• _What the task asks_
Exactly the lines from the opening of the records through the line containing "times for instance." should be copied, with both included.

Extracted data entries
- - -

PR #154, opened 2025-05-08
Update BenchmarkMarkSectorsLost

peterjan:
Ok so I overlooked `MarkSectorsLost` 🤦  - so we don't need `RemoveSector`. 

However, `BenchmarkMarkSectorsLost` never finishes if I run it locally,  a couple of benchmarks actually. Every time we manipulate the state inside of the loop (even with timer stopped), `go bench` keeps updating `b.N` and it goes on forever because it can't find a reliable value. I understand this is a problem on my machine, but it's also a problem on the CI. In general it's better practice to try and avoid state updates within the `b.Loop` so I think we should start  writing exhaustive benchmarks with a sanity check it ran at least 25 times for instance.

I'm fine with just closing out the PR, but using `UNNEST` should be slightly better in our case since we're dealing with quite a lot of sectors. I'm also wondering whether we should move the batching inside of the function. At the very least we should probably add a sanity check we don't call this with batches over 1000 in size. When pinning sectors for instance, if all would be missing, we're passing 1TB worth of sectors, which would be bad.


n8mgr (dismissed):

persist/postgres/sectors.go
```diff
@@ -311,6 +311,30 @@ func (s *Store) PinSectors(ctx context.Context, contractID types.FileContractID,
 	})
 }
 
+// RemoveSectors removes the sectors for the given host from the database by
+// unsetting their host_id. This should be called when we failed to pin the
+// sectors on the host because the host could not find the sector.
+func (s *Store) RemoveSectors(ctx context.Context, hostKey types.PublicKey, roots []types.Hash256) error {
```
ChrisSchinnerl: This seems like it might be redundant with `MarkSectorsLost`? Which also mentions being used for pinning in its docstring.

The way this is right now, a host gets to walk away with losing uploaded data. Because we don't track it.

peterjan: ermahgerd

peterjan: I'll change this PR to update the method and the benchmark though. I'm using `UNNEST` which should be slightly better for calculating the query plan and the benchmark is a bit different too because the current one uses a single host where as it's probably better to use more hosts and select them randomly.

peterjan: Well I'm not sure if we should care I guess. I'll see if it makes a meaningful difference and close this out otherwise.

persist/postgres/sectors_test.go
```diff
@@ -1481,126 +1481,89 @@ func TestMarkSectorsLost(t *testing.T) {
 
 // BenchmarkMarkSectorsLost benchmarks MarkSectorsLost in various batch sizes.
 //
-// CPU    | BatchSize |	 Count  |     Time/op    |    Throughput
-// M2 Pro |     100   |    638  |   1.903132 ms  |   220389.59 MB/s
-// M2 Pro |    1000   |     94  |  12.430024 ms  |   337433.29 MB/s
-// M2 Pro |   10000   |     10  | 112.704779 ms  |   372149.61 MB/s
+// Hardware |  BatchSize |   ms/op    |  Throughput   |
+// M1 Max   |  	 100	 |   4.68ms   |   89.49 GB/s  |
```
peterjan, line 1485: @ChrisSchinnerl would you mind running this benchmark on your machine to see if we get similar throughput?

ChrisSchinnerl:
```
cpu: Apple M2 Pro
BenchmarkMarkSectorsLost
BenchmarkMarkSectorsLost/100
BenchmarkMarkSectorsLost/100-12         	     526	   2546219 ns/op	164726.74 MB/s
BenchmarkMarkSectorsLost/500
BenchmarkMarkSectorsLost/500-12         	     136	   8735221 ns/op	240080.02 MB/s
BenchmarkMarkSectorsLost/1000
BenchmarkMarkSectorsLost/1000-12        	      73	  16543916 ns/op	253525.47 MB/s
PASS
ok  	go.sia.tech/indexd/persist/postgres	33.326s
```

persist/postgres/sectors.go
```diff
@@ -26,10 +26,13 @@ func (s *Store) MarkSectorsLost(ctx context.Context, hostKey types.PublicKey, ro
 			sqlRoots[i] = sqlHash256(root)
 		}
 		resp, err := tx.Exec(ctx, `
+			WITH
+				hid AS (SELECT id FROM hosts WHERE public_key = $1),
+				removed(root) AS (SELECT UNNEST($2::bytea[]))
```
ChrisSchinnerl, line 31: I don't think there is any reason to use `UNNEST` unless you really need to turn your input into a table.
This performs the same for me as the other query against the master branch benchmark.

persist/postgres/sectors_test.go
```diff
@@ -1481,126 +1481,89 @@ func TestMarkSectorsLost(t *testing.T) {
...
-				toMark := sectorsToMark(batchSize)
-				if len(toMark) != batchSize {
-					b.Fatalf("expected %d sectors to mark, got %d", batchSize, len(toMark))
+				// break if we're exhausted
+				if len(hks) == 0 {
+					if iter < 25 {
+						b.Fatalf("expected to run at least 25 iterations, got %d", iter)
+					}
+					b.StopTimer()
+					break
```
ChrisSchinnerl, line 1556: This looks very illegal. We should never accept a result if we exhaust the database.

ChrisSchinnerl (changes requested):

peterjan:
Thanks for the review Chris, I'll just close it out as I just wanted to split off `RemoveSectors` for which I should've just used `MarkSectorsLost`.

PR #3207, opened 2018-01-20
old style exceptions --> new style for Python 3

cclauss:
Old style exceptions were removed from Python 3 because that syntax was too ambiguous.

See: http://python-future.org/compatible_idioms.html#catching-exceptions

@nealwu @panyx0718


nealwu:
Closing this as it should be covered by https://github.com/tensorflow/models/pull/3229

PR #3208, opened 2018-01-21
Fix minor bug in resnet_v2

amlankar:
In resnet_v2.py the bottleneck layer should subsample the input after it is passed through bn and relu and not before.


amlankar:
Sorry, I think I am mistaken.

- - -

• _Solution for this problem_
PR #154, opened 2025-05-08
Update BenchmarkMarkSectorsLost

peterjan:
Ok so I overlooked `MarkSectorsLost` 🤦  - so we don't need `RemoveSector`. 

However, `BenchmarkMarkSectorsLost` never finishes if I run it locally,  a couple of benchmarks actually. Every time we manipulate the state inside of the loop (even with timer stopped), `go bench` keeps updating `b.N` and it goes on forever because it can't find a reliable value. I understand this is a problem on my machine, but it's also a problem on the CI. In general it's better practice to try and avoid state updates within the `b.Loop` so I think we should start  writing exhaustive benchmarks with a sanity check it ran at least 25 times for instance.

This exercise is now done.